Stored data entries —
○ ○ ○ ○ ○ ○ ○

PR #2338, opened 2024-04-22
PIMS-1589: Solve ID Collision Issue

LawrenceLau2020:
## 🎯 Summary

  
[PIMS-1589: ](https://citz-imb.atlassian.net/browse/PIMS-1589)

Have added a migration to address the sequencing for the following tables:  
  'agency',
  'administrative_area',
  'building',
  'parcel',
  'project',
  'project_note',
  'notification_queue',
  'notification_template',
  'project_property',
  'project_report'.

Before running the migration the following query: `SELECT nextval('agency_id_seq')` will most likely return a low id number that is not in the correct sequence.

○ ○ ○ ○ ○ ○ ○

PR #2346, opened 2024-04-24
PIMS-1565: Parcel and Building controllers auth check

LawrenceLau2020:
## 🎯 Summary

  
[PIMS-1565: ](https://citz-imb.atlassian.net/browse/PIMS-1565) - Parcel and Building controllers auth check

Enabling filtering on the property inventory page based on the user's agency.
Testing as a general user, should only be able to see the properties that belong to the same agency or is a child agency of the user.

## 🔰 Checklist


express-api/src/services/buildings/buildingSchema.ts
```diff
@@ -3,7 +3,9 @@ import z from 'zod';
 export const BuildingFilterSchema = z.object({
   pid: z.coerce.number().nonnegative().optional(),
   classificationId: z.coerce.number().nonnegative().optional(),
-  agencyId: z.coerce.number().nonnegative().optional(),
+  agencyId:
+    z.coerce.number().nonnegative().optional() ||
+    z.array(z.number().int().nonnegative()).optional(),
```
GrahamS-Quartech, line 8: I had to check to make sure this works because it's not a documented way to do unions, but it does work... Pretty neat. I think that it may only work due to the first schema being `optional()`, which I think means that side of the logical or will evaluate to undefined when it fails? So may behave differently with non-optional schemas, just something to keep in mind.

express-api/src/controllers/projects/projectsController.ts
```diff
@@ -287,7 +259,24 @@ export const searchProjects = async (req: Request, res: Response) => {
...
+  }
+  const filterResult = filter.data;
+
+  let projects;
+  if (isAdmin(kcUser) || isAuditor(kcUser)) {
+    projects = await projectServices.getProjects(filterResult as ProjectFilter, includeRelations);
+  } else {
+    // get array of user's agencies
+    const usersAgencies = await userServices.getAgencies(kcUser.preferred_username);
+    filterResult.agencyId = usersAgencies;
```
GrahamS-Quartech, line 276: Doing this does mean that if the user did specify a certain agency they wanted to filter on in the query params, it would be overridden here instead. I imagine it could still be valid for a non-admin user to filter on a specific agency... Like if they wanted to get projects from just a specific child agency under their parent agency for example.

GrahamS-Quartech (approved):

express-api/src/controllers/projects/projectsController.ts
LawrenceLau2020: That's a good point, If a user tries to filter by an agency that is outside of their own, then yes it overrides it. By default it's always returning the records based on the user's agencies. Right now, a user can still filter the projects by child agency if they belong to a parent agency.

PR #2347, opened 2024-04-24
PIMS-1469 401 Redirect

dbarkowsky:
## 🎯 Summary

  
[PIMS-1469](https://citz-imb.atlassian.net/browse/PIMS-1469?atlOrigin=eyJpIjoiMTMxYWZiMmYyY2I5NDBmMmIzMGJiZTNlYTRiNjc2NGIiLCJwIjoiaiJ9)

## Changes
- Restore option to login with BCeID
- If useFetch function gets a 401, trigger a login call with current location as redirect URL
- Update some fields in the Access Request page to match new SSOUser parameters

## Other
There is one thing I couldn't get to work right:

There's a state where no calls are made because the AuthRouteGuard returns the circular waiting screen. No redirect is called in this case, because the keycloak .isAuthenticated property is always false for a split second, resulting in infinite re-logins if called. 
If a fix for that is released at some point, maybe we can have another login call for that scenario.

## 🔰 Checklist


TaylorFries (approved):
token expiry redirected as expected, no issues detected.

○ ○ ○ ○ ○ ○ ○

Task goal — From the entries, copy every line in which the string "approved" can be found.

Written solution —
GrahamS-Quartech (approved):
TaylorFries (approved):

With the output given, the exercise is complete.